» Problem to work on:
Copy each line of the entries that includes the word "Invalid".
━━━━━━
PR #1067, opened 2021-04-07
ApartApps Fix application load bug and other changes from review

EjPlatzer:
The StudentApplication component was loading apartment applications in a useEffect that depended on unnecessary state and so was being run too oten and getting cut short, causing state inconsistencies. 

The useEffect has been simplified to only depend on `userProfile`, so that it only runs when the component is initially rendered.

### DIFF
--- a/src/views/ApartmentApp/components/StaffMenu/index.js
+++ b/src/views/ApartmentApp/components/StaffMenu/index.js
@@ -71,16 +71,12 @@ const StaffMenu = ({ userProfile, authentication }) => {
         let { Applicants, ApartmentChoices, ...filteredApplicationDetails } = applicationDetails;
         applicationsForCsv.push(filteredApplicationDetails);
 
-        Applicants.forEach((applicant) => {
-          if (applicant.ApplicationID) {
-            applicantsForCsv.push(applicant);
-          } else {
-            applicantsForCsv.push({
-              ApplicationID: applicationDetails.ApplicationID,
-              ...applicant,
-            });
-          }
-        });
+        Applicants.forEach((applicant) =>
+          applicantsForCsv.push({
+            ApplicationID: applicant.ApplicationID ?? applicationDetails.ApplicationID,
+            ...applicant,
+          }),
+        );
 
         ApartmentChoices.forEach((apartmentChoice) => {
           apartmentChoicesForCsv.push({
--- a/src/views/ApartmentApp/components/StaffMenu/index.js
+++ b/src/views/ApartmentApp/components/StaffMenu/index.js
@@ -65,13 +65,12 @@ const StaffMenu = ({ userProfile, authentication }) => {
     let applicationsForCsv = [];
     let applicantsForCsv = [];
     let apartmentChoicesForCsv = [];
-    applicationDetailsArray.forEach((applicationDetails) => {
+    applicationDetailsArray.forEach(({ Applicants, ApartmentChoices, ...applicationDetails }) => {
       // Only add the applications that have been submitted
       if (applicationDetails.DateSubmitted) {
-        let { Applicants, ApartmentChoices, ...filteredApplicationDetails } = applicationDetails;
-        applicationsForCsv.push(filteredApplicationDetails);
+        applicationsForCsv.push(applicationDetails);
 
-        Applicants.forEach((applicant) =>
+        Applicants.forEach(({ Profile, ...applicant }) =>
           applicantsForCsv.push({
             ApplicationID: applicant.ApplicationID ?? applicationDetails.ApplicationID,
             ...applicant,
--- a/src/views/ApartmentApp/components/StudentApplication/components/ApplicantList/components/ApplicantListItem/index.js
+++ b/src/views/ApartmentApp/components/StudentApplication/components/ApplicantList/components/ApplicantListItem/index.js
@@ -67,9 +67,7 @@ const ApplicantListItem = ({
    * @param {StudentProfileInfo} profile The StudentProfileInfo object for the student represented by this list item
    */
   const createNickname = (profile) => {
-    let Name = String(profile.fullName);
-    let FirstName = Name.split(' ')[0];
-    setHasNickname(FirstName !== profile.NickName && profile.NickName !== '');
+    setHasNickname(profile.FirstName !== profile.NickName && profile.NickName !== '');
   };
 
   /**
@@ -97,8 +95,8 @@ const ApplicantListItem = ({
   };
 
   const displayName = hasNickName
-    ? profile.fullName + ' (' + profile.NickName + ')'
-    : profile.fullName;
+    ? `${profile.FirstName} ${profile.LastName} (${profile.NickName})`
+    : `${profile.FirstName} ${profile.LastName}`;
 
   return (
     <React.Fragment>
--- a/src/views/ApartmentApp/components/StudentApplication/components/ApplicantList/components/ApplicantListItem/index.js
+++ b/src/views/ApartmentApp/components/StudentApplication/components/ApplicantList/components/ApplicantListItem/index.js
@@ -36,7 +36,7 @@ const ApplicantListItem = ({
 
   useEffect(() => {
     loadAvatar(profile);
-    setHasNickname(profile.FirstName === profile.NickName && profile.NickName !== '');
+    setHasNickname(profile.FirstName !== profile.NickName && profile.NickName !== '');
     if (String(profile.PersonType).includes('stu') && profile.Class !== undefined) {
       setPersonClass(profile.Class);
     } else {
--- a/src/views/ApartmentApp/components/StudentApplication/components/ApplicantList/components/ApplicantListItem/index.js
+++ b/src/views/ApartmentApp/components/StudentApplication/components/ApplicantList/components/ApplicantListItem/index.js
@@ -36,7 +36,7 @@ const ApplicantListItem = ({
 
   useEffect(() => {
     loadAvatar(profile);
-    createNickname(profile);
+    setHasNickname(profile.FirstName === profile.NickName && profile.NickName !== '');
     if (String(profile.PersonType).includes('stu') && profile.Class !== undefined) {
       setPersonClass(profile.Class);
     } else {
@@ -60,14 +60,6 @@ const ApplicantListItem = ({
         </svg>,
       );
     }
-  };
-
-  /**
-   * Saves the nickname of the given user if available
-   * @param {StudentProfileInfo} profile The StudentProfileInfo object for the student represented by this list item
-   */
-  const createNickname = (profile) => {
-    setHasNickname(profile.FirstName !== profile.NickName && profile.NickName !== '');
   };
 
   /**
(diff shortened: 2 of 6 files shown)


src/views/ApartmentApp/components/StudentApplication/index.js
```diff
@@ -90,68 +88,45 @@ const StudentApplication = ({ userProfile, authentication }) => {
...
           }
-        })
-        .catch((error) => {
-          handleError(error);
-        });
-      setLoading(false);
-    }
+        }
+      } catch (error) {
+        handleError(error);
```
NerdyGriffin, line 114: ~~Since this now only needs to be done in one place, is there any reason to keep it as separate helper function, rather than just putting the contents inside this `catch { ... }` directly?~~
I now this it would be better to change the name of this function, and have it called directly inside the `if (newApplicationID === null)` rather than attempting to trigger it by manually throwing an error.
The new name also helps clarify the true purpose of this function

src/views/ApartmentApp/components/StudentApplication/index.js
```diff
@@ -90,68 +88,45 @@ const StudentApplication = ({ userProfile, authentication }) => {
...
-          } else if (isSubscribed) {
-            setApplicationID(newApplicationID);
+    const loadApplication = async () => {
+      try {
+        setLoading(true);
+        // Check if the current user is on an application. Returns the application ID number if found
+        const newApplicationID = await housing.getCurrentApplicationID();
+        if (newApplicationID === null || newApplicationID === -1) {
+          // Intentionally trigger the 'catch'
+          throw new Error("Invalid value of 'newApplicationID' = " + newApplicationID);
```
NerdyGriffin, line 98: Maybe instead of using an error to trigger the catch, we should just call the `handleError` function inside this `if`, especially since there is nothing after the else anyways

NerdyGriffin, line 98:
```suggestion
        if (newApplicationID === null) {
          initializeNewApplication();
```

src/views/ApartmentApp/components/StudentApplication/index.js
NerdyGriffin:
```suggestion
        initializeNewApplication();
```

src/views/ApartmentApp/components/StudentApplication/index.js
```diff
@@ -77,8 +77,6 @@ const StudentApplication = ({ userProfile, authentication }) => {
    * Loads the user's saved apartment application, if one exists
    */
   useEffect(() => {
-    let isSubscribed = true;
-
     const handleError = (_error) => {
```
NerdyGriffin, line 80:
```suggestion
    const initializeNewApplication = () => {
```

src/views/ApartmentApp/components/StudentApplication/index.js
```diff
@@ -90,68 +88,45 @@ const StudentApplication = ({ userProfile, authentication }) => {
...
-            // Intentionally trigger the 'catch'
-            throw new Error("Invalid value of 'newApplicationID' = " + newApplicationID);
-          } else if (isSubscribed) {
-            setApplicationID(newApplicationID);
+    const loadApplication = async () => {
+      try {
+        setLoading(true);
+        // Check if the current user is on an application. Returns the application ID number if found
+        const newApplicationID = await housing.getCurrentApplicationID();
+        if (newApplicationID === null || newApplicationID === -1) {
```
NerdyGriffin, line 96: This actually should not be working right now, because I accidentally set `applicationID` to `false` in the housing service instead of `null`. It should be `null` if the application is not found, so I will also make that change inside `src/services/housing.js`

NerdyGriffin (changes requested):

NerdyGriffin:
Ah I forgot to put a comment in the review, I meant to say that it looks good, and most of my suggestions are to improve flaws that were leftover from the code prior to your changes (so essential my own past mistakes 😆 )

src/views/ApartmentApp/components/StudentApplication/components/ApplicantList/components/ApplicantListItem/index.js
```diff
@@ -36,7 +36,7 @@ const ApplicantListItem = ({
 
   useEffect(() => {
     loadAvatar(profile);
-    createNickname(profile);
+    setHasNickname(profile.FirstName === profile.NickName && profile.NickName !== '');
```
NerdyGriffin, line 39:
```suggestion
    setHasNickname(profile.FirstName !== profile.NickName && profile.NickName !== '');
```

src/views/ApartmentApp/components/StudentApplication/components/HallSelection/components/HallListItem/index.js
```diff
@@ -102,7 +94,7 @@ const HallListItem = ({
               <InputLabel>Rank</InputLabel>
               <Select
                 disabled={disabled}
-                value={hallRankValue}
+                value={hallRank}
```
NerdyGriffin, line 97: Does that actually work, to use the prop directly? I thought that didn't work when I tried testing it in the past

src/views/ApartmentApp/components/StudentApplication/index.js
```diff
@@ -77,9 +77,7 @@ const StudentApplication = ({ userProfile, authentication }) => {
    * Loads the user's saved apartment application, if one exists
    */
   useEffect(() => {
-    const handleError = (_error) => {
-      // No existing application was found in the database,
-      // or an error occurred while attempting to load the application
+    const initializeNewApplication = () => {
       setApplicationID(null);
       setEditorUsername((prevEditorUsername) => prevEditorUsername ?? userProfile.AD_Username);
```
NerdyGriffin, line 82: There should probably also be a `setApplicationDetails`, since that contains all the other variables describing the state of the application

src/views/ApartmentApp/components/StudentApplication/components/ApplicantList/components/ApplicantListItem/index.js
EjPlatzer: Ahh right, good catch. That's what I get for copying it manually instead of cutting and pasting.

src/views/ApartmentApp/components/StudentApplication/components/HallSelection/components/HallListItem/index.js
EjPlatzer: I've been using it all day during my testing and it worked perfectly.

src/views/ApartmentApp/components/StudentApplication/index.js
EjPlatzer: I'm guessing the reason you didn't include that originally was because `applicationDetails` has a default value? But you're right, I think this is the cleaner way to do it.

src/views/ApartmentApp/components/StudentApplication/components/HallSelection/components/HallListItem/index.js
EjPlatzer: In case it isn't obvious why that works, I guess I should clarify. The real source of truth for the hall choices are stored as state on the StudentApplication component. When the user changes a hall rank or name, you call that component's method to handle changes and changing that component's state accordingly. This state change results in new props cascading through the HallSelection component and down to this component. The new props cause the component to re-render, and thus the displayed values update accordingly.

I'm actually not totally clear on why your previous way was working. Either the new props were re-calculating the state every time, or else I would expect that the component's state never updated at all, since you never called the setState functions after the initial useEffect.

src/views/ApartmentApp/components/StaffMenu/index.js
```diff
@@ -65,22 +65,17 @@ const StaffMenu = ({ userProfile, authentication }) => {
     let applicationsForCsv = [];
     let applicantsForCsv = [];
     let apartmentChoicesForCsv = [];
-    applicationDetailsArray.forEach((applicationDetails) => {
+    applicationDetailsArray.forEach(({ Applicants, ApartmentChoices, ...applicationDetails }) => {
```
NerdyGriffin, line 68: Oh this is a very satisfying improvement

src/views/ApartmentApp/components/StaffMenu/index.js
```diff
@@ -65,22 +65,17 @@ const StaffMenu = ({ userProfile, authentication }) => {
...
-          if (applicant.ApplicationID) {
-            applicantsForCsv.push(applicant);
-          } else {
-            applicantsForCsv.push({
-              ApplicationID: applicationDetails.ApplicationID,
-              ...applicant,
-            });
-          }
-        });
+        applicationsForCsv.push(applicationDetails);
```
NerdyGriffin, line 71: Would it be better to do this via something like this instead of pushing to an array, followed by using that array in the `setApplicationJsonArray()`?

```
setApplicationJsonArray(applicationDetailsArray.filter((applicationDetails) => (
    applicationDetails?.DateSubmitted)
  )
  .map(({ Applicants, ApartmentChoices, ...applicationDetails }) => {
    // do the stuff with the applicants and apartmentchoices here
    return applicationDetails;
  }
)
```

NerdyGriffin: I have begun drafting this in a new branch, to test it out

src/views/ApartmentApp/components/StudentApplication/components/HallSelection/components/HallListItem/index.js
NerdyGriffin: The previous way worked because having the props explicitly listed in the dependency array tells the useEffect to re-run every time those props get changed.

I think the real reason I thought I needed that was because of a problem in the `handleHallInputChange` in the `StudentApplication` component, where I was using the setState things incorrectly and I thought the problem that in the list items not at the top of the component tree. I tried many ridiculous variation in my attempts to fix that bug, which obvious did not succeed because I didn't realize that problem was in `StudentApplication` and the setState things behaved differently than how I thought they did at the time

NerdyGriffin: I also think I used to have the state variable in this component so that the `handleNameInputChange` and such could do a `setState` for the thing that the user selected, and then after that I added in the functionality of having it mapped to the state array from higher up

src/views/ApartmentApp/components/StudentApplication/index.js
```diff
@@ -21,7 +21,17 @@ import Agreements from './components/Agreements';
...
 const MAX_NUM_APPLICANTS = 8;
+const BLANK_APPLICATION_DETAILS = {
+  ApplicationID: null,
+  DateSubmitted: null,
+  DateModified: null,
+  EditorUsername: null,
+  EditorEmail: null,
+  Applicants: [],
+  ApartmentChoices: [],
+};
```
NerdyGriffin, line 34: I love this solution, this is exactly the kind of redundant/repeated code that had been bothering me

NerdyGriffin (approved):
━━━━━━
» Reply:
+          throw new Error("Invalid value of 'newApplicationID' = " + newApplicationID);
-            throw new Error("Invalid value of 'newApplicationID' = " + newApplicationID);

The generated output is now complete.